Paris Zarcilla: I found it very difficult to live there. The design of this place is one that feels within the end days of the colony and imperialism. We are supposedly in the days of post-colonialism, but it still very much felt like we were living in that time. What was crazy is that for Chi and I to be in that house just 80 years ago, we would’ve been thrown in jail. To fill that space with our voice, with Tagalog, the Filipino language, to fill it with POC, it just felt so important to be there, but it was a very heavy presence and I think that really worked into the DNA of our production.

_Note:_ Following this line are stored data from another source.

PR #232, opened 2018-02-26
Homogenize naming of 1.3.2 deltas

elemoine:
Following the proposal made in https://github.com/qwat/QWAT/issues/259 we now use multiple delta files pers version. But we are currently using different naming schemes in the repo. With this PR I am suggesting to use a three-digit prefix, from `000` to `999`. In this way we can order delta files independently from the meaningful part of their names.


sylvainbeo:
Good. Pum has been updated to follow that rule  ?

elemoine:
Yes, Pum was updated. And a new release was published on pypi.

For some of us shouldering this very strange weight, honestly, it was uncomfortable but it served so well as a character of the actual film itself. It just happened to be a place that worked very, very well for the shots that I was trying to work in. Cinematically, it does so much heavy lifting. I also want to shout out our production designer/art director Amy Addison. I’ve worked for her for 10 years and she does so much to elevate any space that we’re in, even with the smallest touches. It just makes the biggest difference.

Chai Thai: When you’re sharing space, like you are working but you’re living together, you really want to choose people that it’ll be easy to spend time with. And with Amy, she’s just great to be around. She’s so easy to work with.

In wrapping things up, were the names Joy and Grace picked as a metaphor for the film? 

Paris Zarcilla: Joy is quite a common name in the Philippines. But I just thought it was also so ironic to be carrying this name when there is so little of it in her life. Having Grace, for her, was a saving kind of grace. Having her saved her life in so many ways. She had this baby essentially against her will, but it ended up being the best thing in her life. It pushed her to try and be her best self but under extraordinarily difficult circumstances. I really wanted them to be able to embody their names as they got towards the end of the film. That’s what we were really trying to push for.

The illegal or undocumented immigrant experience is often very horrific. It’s traumatizing. I really wanted to be able to move beyond trauma and into a space of happiness, celebration, joy, and grace. RAGING GRACE is something that I want us to be able to do as a community. We’re so conditioned to hold in so much of our feelings. Anger is something that quite frankly a lot of us aren’t used to expressing. But I feel if you are able to rage gracefully, I think that leads to something even more powerful. Healing. Happiness. Pride. A sense of belonging. But it all starts with being able to express that first.